Monday, 16 February 2015

The Final Week in Mozambique!

COUNTRY: Mozambique
PROJECT: Marine Conservation & Care Work
WRITTEN BY: Katy Holden

It’s hard to believe that five weeks have flown by already. We only have one week left here in Tofo before heading home, and I’m not sure that I’m ready to leave the white sand beaches just yet.

The past ten days have been such amazing fun. The five of us opted to take a tour in which we visited Swaziland and Kruger National Park in northern South Africa. After a twelve hour drive starting at 4am, we were very happy to arrive in Swaziland on Saturday evening. Despite being so close to Mozambique, it’s a very different country. We arrived to rain, and fog sitting over the tops of the mountains surrounding the beautiful and lush Ezulwini Valley where we stayed.
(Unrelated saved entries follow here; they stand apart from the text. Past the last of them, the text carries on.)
PR #8746, opened 2023-08-29
chore: remove __PROJECT_ROOT__

### LINKED ISSUE #8202: `yarn build --no-deps` requires queryMap & yarn.lock
AC
-  [ ] queryMap & yarn.lock get compiled into the build
-  [ ] queryMap should be able to get imported
-  [ ] yarn.lock is probably used to determine the project root. we can instead re-use the `__PROJECT_ROOT__` webpack var.
-  [ ] In fact, let's completely remove `getProjectRoot` in favor of a webpack var

NOTE: government clients still need to scan yarn.lock so we might need to leave that in here, but we should _not_ depend on it

mattkrick:
# Description

Fixes #8202

`__PROJECT_ROOT__` is no longer possible since we are doing so much work in predeploy vs build

## Demo

If it builds in CI, it works!

### DIFF
--- a/packages/server/types/modules.d.ts
+++ b/packages/server/types/modules.d.ts
@@ -25,7 +25,6 @@ declare module 'json2csv/lib/JSON2CSVParser'
 declare module 'object-hash'
 declare module 'string-score'
 
-declare const __PROJECT_ROOT__: string
 declare const __APP_VERSION__: string
 declare const __PRODUCTION__: string
 declare const __SOCKET_PORT__: string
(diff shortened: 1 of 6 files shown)


rafaelromcar-parabol:
Do not forget removing [this line](https://github.com/ParabolInc/parabol/blob/master/docker/parabol-ubi/docker-build/dockerfiles/pipeline.dockerfile#L103) and also maybe adapting the comment of the line for the yarn.lock and also do not forget testing the build pipeline with a commit that starts by "dockerize" 😸

mattkrick:
they could be the same cuz they're so small! They do their own thing, so i figured easier to let em stay separate

PR #8747, opened 2023-08-29
fix: move PRODUCTION bool to build time

### LINKED ISSUE #8627: chore: on server, Replace PROD with __PRODUCTION__
`PROD` is a remnant of the old days before we webpacked our server. Now that we run it through webpack first, we can use __PRODUCTION__ and that'll tree shake a few conditionals.

AC
- [] remove `PROD` and replace it with `__PRODUCTION__` on the server

mattkrick:
# Description

fix #8627

`__PRODUCTION__` is a webpack variable that is calculated at build time. 
Since this var is a constant at runtime, webpack can tree shake conditional branches & remove bits of unreachable code, e.g. `if (!__PRODUCTION__) doThing()` gets removed entirely & `doThing()` may also get removed if it is not used elsewhere.

## Demo

If CI passes it works!

### DIFF
--- a/packages/server/graphql/CompiledQueryCache.ts
+++ b/packages/server/graphql/CompiledQueryCache.ts
@@ -2,7 +2,6 @@ import tracer from 'dd-trace'
 import {GraphQLSchema, parse} from 'graphql'
 import {CompiledQuery} from 'graphql-jit'
 import getRethink from '../database/rethinkDriver'
-import PROD from '../PROD'
 import {MutationResolvers, QueryResolvers, Resolver} from './public/resolverTypes'
 import {tracedCompileQuery} from './traceGraphQL'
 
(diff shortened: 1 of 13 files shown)


tghanken:
I'm going to remove myself as a reviewer, since this seems like a developer change 😂.

mattkrick:
ah good catch, bad github bot

packages/server/graphql/CompiledQueryCache.ts
```diff
@@ -45,7 +44,7 @@ export default class CompiledQueryCache {
     if (compiledQuery) return compiledQuery
     const r = await getRethink()
     let queryString = await r.table('QueryMap').get(docId)('query').default(null).run()
-    if (!queryString && !PROD) {
+    if (!queryString && !__PRODUCTION__) {
```
mattkrick, line 47: Verified working. Here's what it looks like when we run `yarn build`. No reference to `queryMap.json` in prod 🎉 

Screenshot 2023-09-06 at 3 27 15 PM

mattkrick:
verified working when built!

Issue #8714, opened 2023-08-22
Gcal Integration: handle Zoom Add-On


nickoferrall:
@kendradixon reported [here](https://parabol.slack.com/archives/C0161UFBM6W/p1692727306554239?thread_ts=1692723341.774589&cid=C0161UFBM6W) that when you use the Zoom Add-On after creating a gcal event from Parabol, it results in two URLs in the location field:

![Screenshot 2023-08-22 at 19 27 13](https://github.com/ParabolInc/parabol/assets/39854876/657568fe-f5d8-47dd-9c49-e0f54c6406e0)

Perhaps the Parabol meeting URL should be added to the description field in Gcal? The ideal solution is building a Zoom integration so users can do everything from Parabol.

### AC

- [ ] Handle Zoom Add-On so that there aren't two URLs in the location field

PR #8776, opened 2023-09-05
fix(gcal): handle Zoom add-on conflict

nickoferrall:
Fix https://github.com/ParabolInc/parabol/issues/8714

Demo: https://www.loom.com/share/9923a47d690d4e26ad5369faaa6fc94c

### To test

- [ ] Create a Parabol meeting using the gcal modal
- [ ] See that the Parabol meeting link is added to the description field, not the location field

### DIFF
--- a/packages/server/graphql/mutations/helpers/createGcalEvent.ts
+++ b/packages/server/graphql/mutations/helpers/createGcalEvent.ts
@@ -26,7 +26,7 @@ const createGcalEvent = async (input: Input) => {
   if (!featureFlags.includes('gcal')) {
     return standardError(new Error('Does not have gcal feature flag'), {userId: viewerId})
   }
-  const {startTimestamp, endTimestamp, title, description, timeZone, invitees} = gcalInput
+  const {startTimestamp, endTimestamp, title, timeZone, invitees} = gcalInput
 
   const gcalAuth = await dataLoader.get('freshGcalAuth').load({teamId, userId: viewerId})
   if (!gcalAuth) {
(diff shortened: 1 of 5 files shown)


acressall (approved):

packages/server/graphql/public/types/CreateGcalEventInput.ts
Dschoordsch, line 1: +2 I like that we simplified this and got rid of the description

packages/server/graphql/mutations/helpers/createGcalEvent.ts
```diff
@@ -47,10 +47,12 @@ const createGcalEvent = async (input: Input) => {
   const calendar = google.calendar({version: 'v3', auth: oauth2Client})
   const meetingUrl = makeAppURL(appOrigin, `meet/${meetingId}`)
```
Dschoordsch, line 48: +1 Going forward we should think about what to do with the participants. I don't like that right now they're separate from your team members, while on the other hand I like that it's easy to bring others into a parabol meeting this way. Going forward we probably should exchange the invitee input field with the one Igor built to allow a mix of existing and new members. In the meantime we should probably replace the meeting link with an invite link to make it easier for folks to get in.

Dschoordsch (approved):

packages/server/graphql/mutations/helpers/createGcalEvent.ts
nickoferrall: > Going forward we probably should exchange the invitee input field with the one Igor built to allow a mix of existing and new members

Yeah, I agree. I really like the input field Igor & Alicia worked on and we should probably add it to all meeting types and think about how it works alongside the gcal scheduler. 

> In the meantime we should probably replace the meeting link with an invite link to make it easier for folks to get in.

If we include the invite link, it would take the users to the most recent meeting, right? But that might not be the correct meeting, which could be confusing.

We could include both the meeting link and the invite link in the gcal description? 

There could be privacy concerns with including the invite link as you might be able to access someone's gcal calendar, but shouldn't access their Parabol team. For example, there's an Exco team that discusses sensitive info that I don't have access to, but I can view everyone's Parabol gcal calendar, so if we include the invite link in the gcal event, I could join that meeting. 

Still, I think that's probably fine. We could include a checkbox in the gcal modal UI to include the invite link. 

I can merge this PR to make sure it lands in the next release and see what the Squad thinks about including the invite link.

Issue #8777, opened 2023-09-05
Export summary to pdf


nickoferrall:
Can export a meeting summary to a pdf so users can share the content of a meeting without inviting users to their team. For further context: https://www.notion.so/parabol/Exportable-summaries-turn-it-into-PDF-or-similar-for-sharing-with-leadership-team-other-leads-etc-4c7e6c7f9d624dedb1313f9fa0498e1d

Related to: https://github.com/ParabolInc/parabol/issues/2730

### AC

- [ ] Can export meeting summary to pdf

PR #8791, opened 2023-09-06
feat: export summary to pdf

nickoferrall:
Fix https://github.com/ParabolInc/parabol/issues/8777

Loom Demo: https://www.loom.com/share/Download-PDF-Updates-b9602acc0bd549bb9c9719073116d6f9

This only implements the download logic from the web app. It doesn't add the button to email summary. In the spirit of keeping PRs small, I'd like to get this reviewed before moving on to that logic.

You can download any meeting summary except from standups. This follows the CSV logic. Another PR can look at implementing this in standups too.

The buttons: 

Screenshot 2023-09-06 at 15 58 43

Screenshot 2023-09-06 at 15 58 50

### AC

- [ ] Go the the meeting summary of a retro, poker, or check-in meeting and see the `Download PDF` button
- [ ] Click it and see that it successfully downloads the PDF
- [ ] Check that the PDF looks OK


packages/client/modules/email/components/SummaryEmail/MeetingSummaryEmail/SummarySheet.tsx
```diff
@@ -84,11 +87,57 @@ const SummarySheet = (props: Props) => {
...
+
+    while (remainingHeight >= 0) {
+      const position = remainingHeight - scaledHeight
+      if (!isFirstPage) {
+        pdf.addPage()
+      } else {
+        isFirstPage = false
+      }
+
+      pdf.addImage(imgData, 'PNG', 0, position, scaledWidth, scaledHeight)
```
Dschoordsch, line 125: -2 By creating the pdf this way, we end up with a series of screenshots just added to the pdf. The MacOS preview is misleading as it does some OCR, but checking with another PDF viewer you can see that we did not render text. Despite missing search functionality etc. it also renders unsharp text.

The better way would be to use [`pdf.html`](https://rawgit.com/MrRio/jsPDF/master/docs/module-html.html#~html) function which does not scale correctly for me out of the box, but renders text as such.

Dschoordsch (changes requested):

packages/client/modules/email/components/SummaryEmail/MeetingSummaryEmail/SummarySheet.tsx
nickoferrall: I've updated the PR (and the Loom in the description) to use `puppeteer`, which creates the PDF on the server. The text should now be searchable 👍

packages/server/graphql/public/mutations/createPDF.ts
```diff
@@ -0,0 +1,48 @@
...
+  const browser = await puppeteer.launch({headless: 'new'})
+  const page = await browser.newPage()
+
+  await page.setContent(htmlContent, {
+    waitUntil: 'networkidle0' // wait until there are no more network connections so the images are loaded
+  })
+
+  await page.evaluate(() => {
+    // the buttons looks bad in the pdf and aren't needed, so remove them
+    const buttonsTable = document.querySelector(`#hideButtonsInPDF`)
```
nickoferrall, line 16: The buttons looks bad in the PDF so we need to remove them or update their styles: 

Screenshot 2023-09-12 at 15 58 04

They're only useful in the web app, so I think we should remove them.

I don't like finding the elements by using their IDs, but I'm not sure of a better way.

packages/client/modules/email/components/SummaryEmail/MeetingSummaryEmail/SummarySheet.tsx
Dschoordsch: @nickoferrall without diving too deep into it right now, but did you check the system requirements for puppeteer? I have some concerns about chromium impacting our GQLExecutors when running on the same node. That might require some more work on our infrastructure first. What are your thoughts?

nickoferrall:
Hey @mattkrick, as Georg's away for a few days, would you mind being the Maintainer on this one?

packages/client/modules/email/components/SummaryEmail/MeetingSummaryEmail/SummarySheet.tsx
mattkrick: I'd like to avoid adding puppeteer to our runtime if at all possible, it's BIG with a lot of dependencies & something about trusting a blob of HTML from a client feels like it could open us up to a 0-day. (e.g. does puppeteer sanitize all SVGs? <script> tags? clickHandlers?). It's generally used on trusted elements & I just haven't seen enough about it on untrusted HTML structures.

Before we have to go down that road, I'm curious, and this is just because I don't have all the context here, why not just open the print page dialog? Every windows, mac, linux computer comes with a "Print to PDF" printer installed. It will be faster because there's no server involved, more customizable because they can set the name, and best of all-- keep our codebase simpler!

Screenshot 2023-09-18 at 11 15 33 AM

If we absolutely no question about it MUST generate a PDF on our server, we should generate the HTML on the server & then ideally use a smaller package to do the print to pdf (pdfjs?)

nickoferrall: Love this idea! I've created this PR https://github.com/ParabolInc/parabol/pull/8845 with the print page dialog and will close this one 👍

PR #8797, opened 2023-09-06
chore(metrics): Add Amplitude client-side page view tracking

### LINKED ISSUE #8794: Write app side page view events to Amplitude
## Issue - Enhancement
App side [page view events](https://github.com/ParabolInc/parabol/blob/0856d33c3eac61b252335193089efe45c8cabcdb/packages/client/components/AnalyticsPage.tsx#L190-L201) are sent directly from client to Segment today. We need to do the same thing for Amplitude before we shut off Segment.

tianrunhe:
# Description

Fixes #8794 

## Demo

✅ Logging in the Developer Tools console shows it successfully tracked the event:

Screenshot 2023-09-07 at 14 21 36

✅ `Loaded a Page` events show up in Amplitude Development environment:

Screenshot 2023-09-07 at 14 20 58

✅ Event stream for a user displays the event with proper properties. Notice the tracking library is from `amplitude-ts` (as compared to `Segment` that we have in production today)

Screenshot 2023-09-07 at 14 20 20

## Testing scenarios
1. Go to any page
2. Open up console in Developer Tools and observer loggings indicating the events have been successfully tracked
3. Go to [this real-time Amplitude graph](https://app.amplitude.com/analytics/parabol/chart/13mww75e) and you should see new data points popping out

## Final checklist


tghanken (approved):

scripts/webpack/dev.client.config.js
```diff
@@ -129,7 +129,8 @@ module.exports = {
         prblIn: process.env.INVITATION_SHORTLINK,
         AUTH_INTERNAL_ENABLED: process.env.AUTH_INTERNAL_DISABLED !== 'true',
         AUTH_GOOGLE_ENABLED: process.env.AUTH_GOOGLE_DISABLED !== 'true',
-        AUTH_SSO_ENABLED: process.env.AUTH_SSO_DISABLED !== 'true'
+        AUTH_SSO_ENABLED: process.env.AUTH_SSO_DISABLED !== 'true',
+        AMPLITUDE_API_KEY: process.env.AMPLITUDE_WRITE_KEY
```
Dschoordsch, line 133: -1 We don't have this in `env.example` nor in our environments

packages/client/components/AnalyticsPage.tsx
```diff
@@ -200,8 +212,23 @@ const AnalyticsPage = () => {
         {integrations: {'Google Analytics': {clientId: await getAnonymousId()}}}
       )
       ReactGA.send({hitType: 'pageview', content_group: getContentGroup(pathname)})
+      amplitude.track(
```
Dschoordsch, line 215: -1 This effect has an early return on l191 so this will not be reached of GA or Segment aren't loaded, although this should be independent. Also if any of the track calls before would throw, we'd never reach this point. I suggest splitting this up so each of the track functions could work independently.

packages/client/components/AnalyticsPage.tsx
```diff
@@ -211,24 +211,35 @@ const AnalyticsPage = () => {
...
     }, TIME_TO_RENDER_TREE)
-  }, [isSegmentLoaded, pathname, location.search])
+  }, [isSegmentLoaded, pathname])
+
+  useEffect(() => {
+    ReactGA.send({hitType: 'pageview', content_group: getContentGroup(pathname)})
+  }, [pathname])
+
+  useEffect(() => {
+    const title = document.title || ''
```
Dschoordsch, line 222: -1 I think we need the same `setTimeout` hack like we have in l194 because of the comment in l103. Feel free to reorder these to make it easier to find for the next one.
```
"Loaded a Page",
    {
      "name": "Meetings",
      "referrer": "",
      "title": "Meetings | Parabol",
      "path": "/me/tasks",
      "url": "http://localhost:3000/me/tasks",
      "translated": false,
      "search": ""
    },
```

Dschoordsch (changes requested):

packages/client/components/AnalyticsPage.tsx
```diff
@@ -175,6 +182,10 @@ const AnalyticsPage = () => {
     cacheEmail().catch()
   }, [isSegmentLoaded])
 
+  // page titles are changed in child components via useDocumentTitle, which fires after this
+  // we must guarantee that this runs after useDocumentTitle
+  // we can't move this into useDocumentTitle since the pathname may change without chaging the title
+  const TIME_TO_RENDER_TREE = 100
```
Dschoordsch, line 188: +1 I don't know if you've tested this, but for me with Safari, I need a bigger timeout to make this work correctly, at least on the first 2 renders:
* load `localhost:3000` -> it redirects to /meetings and tracks /meetings with signup title
* go to a team dashboard -> it tracks the dash path with "Meetings" title

After that it works fine. I assume it's because we're lazy loading some components, so it takes more time in the beginning.

Dschoordsch (approved):
I'm fine with this change as it's as good as the old versions, but maybe we should just increase the `TIME_TO_RENDER_TREE` threshold. But this comes at the risk of the user having left the page already and then we have a new wrong title. In the end, I assume we just have to live with the fact that page titles are unreliable.

packages/client/components/AnalyticsPage.tsx
tghanken: In practice, we almost always use path instead of page title when analyzing things.  I'm going to merge this as is and we can revisit the threshold if it becomes an actual problem.

PR #8798, opened 2023-09-07
chore(prompt to join org): restrict to verified users

### LINKED ISSUE #8759: Restrict prompt to join org to verified users
Before rolling out to all users, we want to lock the prompt to join org feature to verified users for security purposes.

Users can only ask to join an org if:
- [x] The user asking to join the org is verified
- [ ] The creator of the org they are asking to join is verified (The first OrganizationUser on the org is the creator)
- [ ] The billing leader of the org they are asking to join is verified
- [x] The domain isn't freemail (We check this currently, but should implement #8760  before rollout)

Dschoordsch:
# Description

Fixes #8759 

Before allowing prompt to join org for a user, they must now
* have a non-freemail domain
* be email verified
and the orgs we consider must have
* an active founder with a verified email matching the domain
*OR*
* one of the billing leads has a verified email matching the domain

## Demo

https://www.loom.com/share/389fd50d24f04d7a9978891dcd995c4c?sid=7ff7889a-0bcb-407c-9475-e60b6b708a76

## Testing scenarios

Most edge cases should be handled by tests, however there are a few that should be tested to verify in real world:

1. eligible org, new user not verified
    * founder of org is verified and has correct email and org has active domain
    * user is not verified
    * no request is sent

2. eligible org, new user is verified
    * same as before, but request is sent

All following tests are with a verified user

3. founder of org has wrong domain -> no request
4. additional billing lead has correct verified address -> request
5. founder has correct address, but left -> no request

## Final checklist


packages/server/utils/isRequestToJoinDomainAllowed.ts
```diff
@@ -1,43 +1,73 @@
...
-            .and(orgUsers.filter((ou: RDatum) => ou('userId').eq(viewerId)).isEmpty())
-        )
+    }))
+    .merge((org: RDatum) => ({
+      founder: org('members').nth(0).default(null),
+      billingLeads: org('members').filter({role: 'BILLING_LEADER', inactive: false}),
+      activeMembers: org('members').filter({inactive: false, removedAt: null}).count()
+    }))
+    .filter((org: RDatum) =>
+      org('activeMembers').gt(0).and(org('members').filter({userId}).isEmpty())
```
igorlesnenko, line 37: Did we intentionally change this from 1 to 0 ?

packages/server/utils/isRequestToJoinDomainAllowed.ts
```diff
@@ -1,43 +1,73 @@
...
     )
-    .limit(limit ?? BIG_ENOUGH_LIMIT)('id')
     .run()
+
+  const eligibleOrgs = await Promise.all(
+    orgs.map(async (org) => {
+      const {founder} = org
+      const importentMembers = org.billingLeads.slice() as TeamMember[]
```
igorlesnenko, line 44: small typo? `important`

packages/server/utils/isRequestToJoinDomainAllowed.ts
```diff
@@ -1,43 +1,73 @@
...
+      if (!founder.inactive && !founder.removedAt && founder.role !== 'BILLING_LEADER') {
+        importentMembers.push(founder)
+      }
+
+      const users = (
+        await dataLoader.get('users').loadMany(importentMembers.map(({userId}) => userId))
```
igorlesnenko, line 50: feels like we can first iterate through orgs to get all user ids, and then make a single dataloader query

igorlesnenko (approved):

packages/server/utils/isRequestToJoinDomainAllowed.ts
Dschoordsch: Yes, but this would make the code less readable and it wouldn't improve anything. This is the unique benefit of a dataloader, although a bit tricky to wrap your head around. JavaScript is single threaded, so the code gets executed until it hits an unresolved promise/await call, then it's added to a queue. The dataloader [ensures](https://github.com/graphql/dataloader/blob/d336bd15282664e0be4b4a657cb796f09bafbc6b/src/index.js#L213-L238) that the result of `loadMany` will be unresolved and it will be added to the end of the queue. Once it's the dataloaders turn, it will execute all load calls at once and resolve all promises at once.
I think it's easiest to understand with the following small example:
```ts
import DataLoader from 'dataloader'

const testLoader = new DataLoader(async (keys: string[]) => {
  console.log('loading ', keys)
  return keys
})

test('Testing loading queue', async () => {
  await Promise.all([1,2,3].map(async (i) => {
    console.log('mapping ', i)
    await testLoader.load(i)
  })
})
```
will print
```
    mapping  1
    mapping  2
    mapping  3
    loading  [ 1, 2, 3 ]
```

packages/server/utils/isRequestToJoinDomainAllowed.ts
Dschoordsch: This was not intentional, I missed it. Was this just to exclude onboarding orgs? Because with this >= 2, there is a gap: how do I get my first user to join my org?

igorlesnenko: @Dschoordsch yes, initially we wanted to exclude orgs with a single member. But I think it is fine like this

Dschoordsch: I changed the logic back and adapted the tests

igorlesnenko (approved):

Issue #9395, opened 2024-02-05
Improve error messages in Activity Library


mwermuth:
This came up when we wanted to create more custom templates in our Parabol Org. We have 20 custom templates in the team already, making it impossible to create a new one. In the Activity Library no error or alert message is shown, so the user won't know what is going on.
There is also no good possibility to manage custom templates and delete old ones.

If you revert back to the legacy dialog the message shows.
![image](https://github.com/ParabolInc/parabol/assets/1415538/531de259-7553-404a-94b1-0c1b845c9e95)

## Issue - Bug

- **How serious is the bug?** P2

### Acceptance Criteria (optional)
Users can:
   - see an error/alert message in the Activity Library when there are too many custom templates.
   - (if possible) delete old custom templates in the Activity Library
   - optional: relaxed template limit from 20 templates per team to 100

mwermuth:
Slack Context:

- https://parabol.slack.com/archives/C4JAUUZ9P/p1705939368020659
- https://parabol.slack.com/archives/C4JAUUZ9P/p1707148883612619

jordanh:
While we're in the neighborhood, let's also relax the limit. How about 100?

PR #9424, opened 2024-02-14
feat: remove team template limit

nickoferrall:
Fix https://github.com/ParabolInc/parabol/issues/9395

See Slack discussion here: https://parabol.slack.com/archives/C836NA350/p1707760605806529

### To test

- [ ] Can create and clone templates, regardless of how many you currently have


Dschoordsch (approved):
Looks good, did not test.

PR #9429, opened 2024-02-15
fix: fix prompt to join org when login with saml

### LINKED ISSUE #9411: Prompt to join org does not work with SSO
- Now we require email to be verified to use prompt to join org
- For `loginWithSAML` we don't create `identities` array, which we use to determine if email is verified
- This cause a bug

Solutions:
- Quick solution is to use this workaround like we used for autojoin https://github.com/ParabolInc/parabol/pull/9189
- Good solution, add identities array https://github.com/ParabolInc/parabol/issues/9202

igorlesnenko:
fixes #9411

**How to test**

- Few places related to `autoJoin` have changed, test that `autoJoin` still works correctly
- Test that prompt to join org with SAML works now

### DIFF
--- a/packages/server/dataloader/__tests__/isOrgVerified.test.ts
+++ b/packages/server/dataloader/__tests__/isOrgVerified.test.ts
@@ -12,9 +12,7 @@ jest.mock('../../utils/isUserVerified')
 getRethink.mockImplementation(() => {
   return r
 })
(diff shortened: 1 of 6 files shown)


jordanh:
Since this has been open since February, I'm going to close this PR for now. If we have tension around Prompt to Join org in the future, we can revisit the work here...

PR #9444, opened 2024-02-21
chore: Associate logs with traces

Dschoordsch:
Add trace information to log output for server side log statements. This does not include logging from code exclusively used for debugging, deploying or development.
The environment variable [`DD_LOGS_INJECTION`](https://docs.datadoghq.com/tracing/other_telemetry/connect_logs_and_traces/nodejs/) is used to enable or disable this behaviour.

## Testing scenarios

- run the app and trigger a log output (for example throw in MailManagerDebug and send a summary)

## Final checklist

### DIFF
--- a/packages/server/utils/Logger.ts
+++ b/packages/server/utils/Logger.ts
@@ -11,7 +11,7 @@ const LogFun = {
 } satisfies Record<LogLevel, Console[keyof Console]>
 
 function trace(level: LogLevel, message: any, ...optionalParameters: any[]) {
-  if (!process.env.DD_LOGS_INJECTION) {
+  if (process.env.DD_LOGS_INJECTION !== 'true') {
     return LogFun[level](message, ...optionalParameters)
   }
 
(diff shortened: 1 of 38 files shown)


packages/server/utils/Logger.ts
```diff
@@ -0,0 +1,35 @@
...
+type LogLevel = 'error' | 'warn' | 'info' | 'debug'
+const LogFun = {
+  error: console.error,
+  warn: console.warn,
+  info: console.info,
+  debug: console.debug
+} satisfies Record<LogLevel, Console[keyof Console]>
+
+function trace(level: LogLevel, message: any, ...optionalParameters: any[]) {
+  if (!process.env.DD_LOGS_INJECTION) {
```
mattkrick, line 14: -1 env vars are strings, should we instead say `!== 'true'`?

Dschoordsch: Yes, I wouldn't have checked an env if there wasn't already one defined and set in our environments.

nickoferrall (approved):
LGTM!

mattkrick (approved):

PR #9445, opened 2024-02-21
feat(standalone-deployment): Standalone host deployment improved and documented

rafaelromcar-parabol:
# Description

- Improves the Docker compose stack so it runs pre-deploy and then the rest of the components.
- Documents how to deploy and upgrade the application in the stack.


docker/parabol-ubi/docker-host-st/docker-compose.yaml
```diff
@@ -1,51 +1,144 @@
...
+        condition: service_started
+      postgres:
+        condition: service_healthy
+      redis:
+        condition: service_healthy
     networks:
       - parabol-network
-  app:
-    image: #image:tag
+  # chronos:
```
mattkrick, line 80: +1 could we use profiles instead of commenting this out? https://docs.docker.com/compose/profiles/ then the client could just start 1 or many profiles

rafaelromcar-parabol: Nice that. I've never seen that. I'm a newbie on Docker compose 😸 I'll be checking it. Thanks!

mattkrick:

The three days we had there were packed full of activities. We hiked our way up mountains and rode horses through the Milwane Game Park where we got to get up close and personal with the residents. Even an encounter with a hippo on the river the day before wasn’t enough stop our white water rafting and abseiling trip. On our final afternoon, we were taken on a cultural tour to the Lombomba village to taste local beer and meet the world’s most enthusiastic children. Our time in Swaziland was topped off with a huge braai, which is the South African term for a barbeque. This was a welcome sight after a month of fish in Tofo!

The drive to Kruger from Swaziland was shorter, and we were greeted on arrival at the gate by one of the park’s bigger residents: a white rhino. Kruger has some of the densest populations of animals in the world, and therefore the best game viewing on safari. This wasn’t hard to believe, as before we reached our camp, we’d also seen elephants and water buffalo, meaning we could already tick off three of the big five! We were quickly able to add lions to this list, as well as black rhinos, hyenas, warthogs, giraffes, zebra, jackals, and a host of beautiful birdlife.

Our canvas safari tents were enough to keep out the African thunderstorms at night, and these were also beautiful to watch. It makes you feel very small to watch the intense lightning and feel the thunder shake the ground, even from a great distance away. Even a four am wakeup wasn’t enough to dampen our enthusiasm when Sunday rolled around, as we were taken on a walking safari with armed guards to see some smaller game and to investigate the environment around us. I never thought I’d be standing beneath a tree with the body of an impala in its branches, knowing that a leopard had eaten there the night before.

Our return to Tofo meant an overnight stop in Mozambique’s capital, Maputo, followed by another four am start to catch our bus. We’d been warned thoroughly about the ambiguities of African public transports, and these were confirmed by the many, seemingly random, times that the driver stopped the bus. After eight hours, we arrived back to the beautiful beach and ocean breeze – and jumped straight in the water!

We’ve since returned to our volunteer work. We’ve finished the marine part of our combo programme, and are now focussing on the social work aspect. This means visiting a local kindergarten, Escolina Nassanana, and helping out in any way possible. We’ve done a little construction, a little painting, and a lot of playing with gorgeous children who love to laugh while they lay in our laps and pretend they don’t want to be tickled. We’ve also been taking part in swimming lessons. For a community living so close to the sea, many children are afraid of the water and it’s therefore very important that they learn how to swim. It’s extremely rewarding to see the kids slowing warming to the idea of being in the pool.

It’s sad to know that in a week, the smiling faces and bright sun of Tofo will be a memory instead of my daily reality, but we’re all looking forward to fresh milk and steaks back home!